A machine learning approach for Urdu text sentiment analysis

Muhammad Akhtar; Rana Saud Shoukat; Saif Ur Rehman

doi:10.22581/muet1982.2302.09

Muhammad Akhtar University Institute of Information Technology, PMAS Arid Agriculture University, Rawalpindi Pakistan
Rana Saud Shoukat University Institute of Information Technology, PMAS Arid Agriculture University, Rawalpindi Pakistan
Saif Ur Rehman University Institute of Information Technology, PMAS Arid Agriculture University, Rawalpindi Pakistan

DOI: https://doi.org/10.22581/muet1982.2302.09

Keywords: Machine Learning, Sentiment Analysis, Urdu Text, Roman Urdu Language, LSTM, Lexicon, Neural Networks, Feature Extractor, Sentiment Extraction, Evaluation Measures

Abstract

Product evaluations, ratings, and other sorts of online expressions have risen in popularity as a result of the emergence of social networking sites and blogs. Sentiment analysis has emerged as a new area of study for computational linguists as a result of this rapidly expanding data set. From around a decade ago, this has been a topic of discussion for English speakers. However, the scientific community completely ignores other important languages, such as Urdu. Morphologically, Urdu is one of the most complex languages in the world. For this reason, a variety of unique characteristics, such as the language's unusual morphology and unrestricted word order, make the Urdu language processing a difficult challenge to solve. This research provides a new framework for the categorization of Urdu language sentiments. The main contributions of the research are to show how important this multidimensional research problem is as well as its technical parts, such as the parsing algorithm, corpus, lexicon, etc. A new approach for Urdu text sentiment analysis including data gathering, pre-processing, feature extraction, feature vector formation, and finally, sentiment classification has been designed to deal with Urdu language sentiments.
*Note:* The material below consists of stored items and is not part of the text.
PR #11604, opened 2026-07-13
fix(responses): preserve raw reasoning output

Stelath:
## Overview

Preserves backend `reasoning_content` in Dynamo’s `/v1/responses` API. Non-streaming responses now use `reasoning_text` content instead of `summary_text`, and streaming responses emit the complete `v1/responses` lifecycle following the Open AI API spec.

## Details

- Emits `response.reasoning_text.delta` with the corresponding added/done events.
- Preserves reasoning, text, and tool-call ordering, including interleaved reasoning spans.
- Includes reasoning items in `response.completed.output`.
- Replays `content` while retaining `summary` as a compatibility fallback.
- Preserves the optimized borrowed serializer from #10498.

- `lib/llm/src/protocols/openai/responses/stream_converter.rs`
- `lib/llm/src/protocols/openai/responses/mod.rs`

## Related Issues

## Summary by CodeRabbit

* **New Features**
  * Improved reasoning output to preserve the original reasoning content when available.
  * Added structured reasoning segments that support interleaved text and tool-call activity.
  * Reasoning output is now provided only when explicitly requested.
  * Streaming responses now emit reasoning text events with improved ordering and support for multiple reasoning segments.

* **Bug Fixes**
  * Improved completion, error, truncation, and serialization handling for streamed reasoning content.

### DIFF
--- a/lib/llm/src/protocols/openai/responses/stream_converter.rs
+++ b/lib/llm/src/protocols/openai/responses/stream_converter.rs
@@ -16,16 +16,18 @@ use axum::response::sse::Event;
 use dynamo_protocols::types::responses::{
     AssistantRole, FunctionToolCall, InputTokenDetails, Instructions, OutputContent, OutputItem,
     OutputMessage, OutputMessageContent, OutputStatus, OutputTextContent, OutputTokenDetails,
-    Response, ResponseCompletedEvent, ResponseContentPartAddedEvent, ResponseContentPartDoneEvent,
-    ResponseCreatedEvent, ResponseFailedEvent, ResponseFunctionCallArgumentsDeltaEvent,
+    ReasoningItem, ReasoningTextContent, Response, ResponseCompletedEvent,
+    ResponseContentPartAddedEvent, ResponseContentPartDoneEvent, ResponseCreatedEvent,
+    ResponseFailedEvent, ResponseFunctionCallArgumentsDeltaEvent,
     ResponseFunctionCallArgumentsDoneEvent, ResponseInProgressEvent, ResponseOutputItemAddedEvent,
-    ResponseOutputItemDoneEvent, ResponseStreamEvent, ResponseTextDeltaEvent,
-    ResponseTextDoneEvent, ResponseTextParam, ResponseUsage, ServiceTier, Status,
-    TextResponseFormatConfiguration, ToolChoiceOptions, ToolChoiceParam, Truncation,
+    ResponseOutputItemDoneEvent, ResponseReasoningTextDeltaEvent, ResponseReasoningTextDoneEvent,
+    ResponseStreamEvent, ResponseTextDeltaEvent, ResponseTextDoneEvent, ResponseTextParam,
+    ResponseUsage, ServiceTier, Status, TextResponseFormatConfiguration, ToolChoiceOptions,
+    ToolChoiceParam, Truncation,
 };
 use serde::{
     Serialize,
-    ser::{SerializeMap, Serializer},
+    ser::{SerializeMap, SerializeSeq, Serializer},
 };
 use uuid::Uuid;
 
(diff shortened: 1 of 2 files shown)


lib/llm/src/protocols/openai/responses/stream_converter.rs
```diff
@@ -271,55 +399,10 @@ impl ResponseStreamConverter {
...
-                    ResponseReasoningSummaryTextDeltaEvent {
-                        sequence_number: self.next_seq(),
-                        item_id: self.reasoning_item_id.clone(),
-                        output_index: self.reasoning_output_index,
-                        summary_index: 0,
-                        delta: reasoning.to_string(),
-                    },
-                );
-                events.push(self.make_sse_event(&reasoning_delta));
+                self.append_reasoning_delta(reasoning, events);
```
rmccorm4, line 412: Could we complete any pending tool call before opening a resumed reasoning item here? For a `reasoning → tool call → reasoning` stream, the tool call currently remains in progress until EOF, so its `done` event is emitted after the later reasoning item’s `done` event. The final output sorting hides this, but the live SSE order is wrong. Please also add a test that checks the event order.

lib/llm/src/protocols/openai/responses/stream_converter.rs
```diff
@@ -54,13 +53,10 @@ pub struct ResponseStreamConverter {
...
     accumulated_text: String,
-    // Reasoning summary tracking
-    reasoning_item_id: String,
-    reasoning_started: bool,
-    reasoning_done: bool,
-    reasoning_output_index: u32,
-    reasoning_output_status: Option<OutputStatus>,
-    accumulated_reasoning: String,
+    // Ordered reasoning spans. A new item is opened if reasoning resumes after
+    // text or a tool call, preserving interleaved model output.
```
rmccorm4: This comment says reasoning can resume after text, but the `!message_started` guard below intentionally drops reasoning once visible text has started. Could we update the comment to describe the actual after-tool behavior? If post-text reasoning is intended, that would require splitting the message item.

lib/llm/src/protocols/openai/responses/stream_converter.rs
```diff
@@ -133,6 +148,119 @@ impl ResponseStreamConverter {
...
+                    part: OutputContent::ReasoningText(ReasoningTextContent {
+                        text: String::new(),
+                    }),
+                });
+            events.push(self.make_sse_event(&part_added));
+        }
+
+        let state_index = self
+            .active_reasoning_index
+            .expect("reasoning state must be active after opening it");
```
rmccorm4: Can we avoid the `expect` here? The active index is established immediately above, so carrying it in a local would keep this production path panic-free and make the invariant clearer.

lib/llm/src/protocols/openai/responses/stream_converter.rs
Stelath: Oh yeah sorry this snuck in from another change I believe

lib/llm/src/protocols/openai/responses/stream_converter.rs
Stelath: Good point, I think a `match` here to hand the value out should work

lib/llm/src/protocols/openai/responses/stream_converter.rs
Stelath: Done 👍

rmccorm4:
/ok to test [37e7be8](https://github.com/ai-dynamo/dynamo/pull/11604/commits/37e7be81fd886c9965109d6ffb32212e7ba63c8f)

rmccorm4:
/ok to test [1330d39](https://github.com/ai-dynamo/dynamo/pull/11604/commits/1330d39a5c6892d0150d6ac78d08350128e6ed88)

rmccorm4 (approved):

PR #11141, opened 2026-07-01
feat(sglang): support multiple served model names

fengyuli-dev:
## Overview:

Support advertising a model under multiple served names, for the **SGLang** backend. A worker may pass several names via `--served-model-name` (whitespace- or comma-separated). The first is the primary served name; the rest become aliases. The same WorkerSet is registered under every name, and requests for any alias are canonicalized to the primary at the HTTP entrypoint so engine routing, Prometheus metrics, and the OpenAI `response.model` stay consistent.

The result and discussion section provides a comprehensive comparison of the proposed work with the standard baseline method in terms of precision, recall, f-measure, and accuracy of three different types of datasets. In the overall comparison of the models, the proposed work shows an encouraging achievement in terms of accuracy and other metrics. Last but not least, this section also provides the featured trend and possible direction of the current work.